• **Problem to work on**
For every line in the entries that contains "flight", show the whole line.

*** Opening of Materials provided ***

PR #4127, opened 2024-09-15
Fix!(parser): parse lhs of := into an Identifier if it's not qualified

### LINKED ISSUE #4122: Optimizer Misinterprets Union Identifiers as Columns in DuckDB Queries
When testing the creation of a union with DuckDB, it appears that sqlglot mistakenly treats the union identifier as a column rather than recognizing it as a general identifier when the statement is qualified in the optimizer.

DuckDB uses identifiers to tag unions, as described in [official documentation](https://duckdb.org/docs/sql/data_types/union)

Here is how to reproduce the exception:

```python
import sqlglot
import sqlglot.optimizer

statement = sqlglot.parse_one("select union_value(k1 := 1)", dialect="duckdb")
sqlglot.optimizer.optimize(statement).sql(dialect='duckdb')
```

In this case, `k1` is simply an identifier—just like a key in a struct. It would be helpful if it could be handled in a case-insensitive manner, similar to other struct keys.

The exception raised is as follows:

```
  File "/Users/rusty/Development/flight-cloud/.venv/lib/python3.12/site-packages/sqlglot/optimizer/optimizer.py", line 92, in optimize
    optimized = rule(optimized, **rule_kwargs)
                ^^^^^^^^^^^^^^^^^^^^^^^^^^^^^^
  File "/Users/rusty/Development/flight-cloud/.venv/lib/python3.12/site-packages/sqlglot/optimizer/qualify.py", line 99, in qualify
  File "/Users/rusty/Development/flight-cloud/.venv/lib/python3.12/site-packages/sqlglot/optimizer/qualify_columns.py", line 106, in validate_qualify_columns
sqlglot.errors.OptimizeError: Column 'k1' could not be resolved
```

In contrast, DuckDB handles this case correctly, as shown below:

```sql
v1.1.0 fa5c2fe15f
Enter ".help" for usage hints.
Connected to a transient in-memory database.
Use ".open FILENAME" to reopen on a persistent database.
D select union_value(k1 := 1);
┌──────────────────────┐
│ union_value(k1 := 1) │
│  union(k1 integer)   │
├──────────────────────┤
│ 1                    │
└──────────────────────┘
```

Thank you for looking into this.

This behavior in DuckDB demonstrates that identifiers like `k1` should be recognized as keys in a struct rather than treated as columns. Handling this more gracefully in `sqlglot` would align with DuckDB’s behavior.

georgesittas:
Fixes #4122

### DIFF
--- a/sqlglot/parser.py
+++ b/sqlglot/parser.py
@@ -4343,7 +4343,7 @@ class Parser(metaclass=_Parser):
             )
 
         while self._match_set(self.ASSIGNMENT):
-            if isinstance(this, exp.Column) and len(this.parts) == 1 and not this.this.quoted:
+            if isinstance(this, exp.Column) and len(this.parts) == 1:
                 this = this.this
 
             this = self.expression(
--- a/sqlglot/parser.py
+++ b/sqlglot/parser.py
@@ -4343,6 +4343,9 @@ class Parser(metaclass=_Parser):
             )
 
         while self._match_set(self.ASSIGNMENT):
+            if isinstance(this, exp.Column) and len(this.parts) == 1 and not this.this.quoted:
+                this = exp.var(this.name)
+
             this = self.expression(
                 self.ASSIGNMENT[self._prev.token_type],
                 this=this,
--- a/sqlglot/parser.py
+++ b/sqlglot/parser.py
@@ -4344,7 +4344,7 @@ class Parser(metaclass=_Parser):
 
         while self._match_set(self.ASSIGNMENT):
             if isinstance(this, exp.Column) and len(this.parts) == 1 and not this.this.quoted:
-                this = exp.var(this.name)
+                this = this.this
 
             this = self.expression(
                 self.ASSIGNMENT[self._prev.token_type],
--- a/sqlglot/generator.py
+++ b/sqlglot/generator.py
@@ -3899,7 +3899,10 @@ class Generator(metaclass=_Generator):
         expression.set(
             "expressions",
             [
-                exp.alias_(e.expression, e.name if e.this.is_string else e.this)
+                exp.alias_(
+                    e.expression,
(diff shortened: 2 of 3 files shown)


sqlglot/parser.py
```diff
@@ -4341,6 +4341,9 @@ def _parse_assignment(self) -> t.Optional[exp.Expression]:
             )
 
         while self._match_set(self.ASSIGNMENT):
+            if isinstance(this, exp.Column) and len(this.parts) == 1:
```
tobymao, line 4344: i think it should be a var. i’m surprised we don’t do this already, additionally should we parse union value as a struct?

georgesittas: I think the correct representation is to use an identifier, because the same case-sensitivity rules apply here. For example, in duckdb it's case insensitive so quotes won't matter. Other properties specified using this operator also work with quotes too, e.g. I think you can do `"recursive" => true` in unnest.

> additionally should we parse union value as a struct?

They're not equivalent, see https://duckdb.org/docs/sql/data_types/union.

VaggelisD: Although I thought it wouldn't be correct, quoting DuckDB properties such as `recursive` does work for whatever reason:

```
D select unnest([], recursive := true) as nonquoted, unnest([], "recursive" := true) as quoted;
┌───────────┬────────┐
│ nonquoted │ quoted │
│   int32   │ int32  │
├───────────┴────────┤
│       0 rows       │
└────────────────────┘
```

So parsing the LHS as Identifier seems like the safest bet afaict

VaggelisD (approved):

sqlglot/parser.py
tobymao: is this true for all use of := ? not just unions?

georgesittas: I believe so, extrapolating based on the recursive unnest example.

*** Close of Materials provided ***

• **Answer to this task**
  File "/Users/rusty/Development/flight-cloud/.venv/lib/python3.12/site-packages/sqlglot/optimizer/optimizer.py", line 92, in optimize
  File "/Users/rusty/Development/flight-cloud/.venv/lib/python3.12/site-packages/sqlglot/optimizer/qualify.py", line 99, in qualify
  File "/Users/rusty/Development/flight-cloud/.venv/lib/python3.12/site-packages/sqlglot/optimizer/qualify_columns.py", line 106, in validate_qualify_columns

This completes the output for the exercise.